> _What needs to be done_
All the entries that follow must be written out again exactly.

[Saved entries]

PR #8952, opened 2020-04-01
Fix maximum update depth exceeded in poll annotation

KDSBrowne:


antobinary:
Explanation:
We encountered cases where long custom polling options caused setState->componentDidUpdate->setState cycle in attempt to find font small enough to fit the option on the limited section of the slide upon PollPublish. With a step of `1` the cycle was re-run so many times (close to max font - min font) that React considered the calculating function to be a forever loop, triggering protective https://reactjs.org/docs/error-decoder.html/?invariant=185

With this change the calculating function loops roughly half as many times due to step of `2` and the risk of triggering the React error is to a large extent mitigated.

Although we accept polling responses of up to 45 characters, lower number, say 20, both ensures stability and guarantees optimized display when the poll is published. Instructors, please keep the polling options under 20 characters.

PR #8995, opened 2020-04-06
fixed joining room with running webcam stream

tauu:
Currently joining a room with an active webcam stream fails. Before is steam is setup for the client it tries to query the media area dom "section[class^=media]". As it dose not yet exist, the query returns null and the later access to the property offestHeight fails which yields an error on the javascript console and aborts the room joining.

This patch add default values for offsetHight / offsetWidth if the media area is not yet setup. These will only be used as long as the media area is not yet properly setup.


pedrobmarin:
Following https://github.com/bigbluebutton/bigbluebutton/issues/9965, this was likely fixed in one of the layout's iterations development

> _Written solution_
PR #8952, opened 2020-04-01
Fix maximum update depth exceeded in poll annotation

KDSBrowne:


antobinary:
Explanation:
We encountered cases where long custom polling options caused setState->componentDidUpdate->setState cycle in attempt to find font small enough to fit the option on the limited section of the slide upon PollPublish. With a step of `1` the cycle was re-run so many times (close to max font - min font) that React considered the calculating function to be a forever loop, triggering protective https://reactjs.org/docs/error-decoder.html/?invariant=185

With this change the calculating function loops roughly half as many times due to step of `2` and the risk of triggering the React error is to a large extent mitigated.

Although we accept polling responses of up to 45 characters, lower number, say 20, both ensures stability and guarantees optimized display when the poll is published. Instructors, please keep the polling options under 20 characters.

PR #8995, opened 2020-04-06
fixed joining room with running webcam stream

tauu:
Currently joining a room with an active webcam stream fails. Before is steam is setup for the client it tries to query the media area dom "section[class^=media]". As it dose not yet exist, the query returns null and the later access to the property offestHeight fails which yields an error on the javascript console and aborts the room joining.

This patch add default values for offsetHight / offsetWidth if the media area is not yet setup. These will only be used as long as the media area is not yet properly setup.


pedrobmarin:
Following https://github.com/bigbluebutton/bigbluebutton/issues/9965, this was likely fixed in one of the layout's iterations development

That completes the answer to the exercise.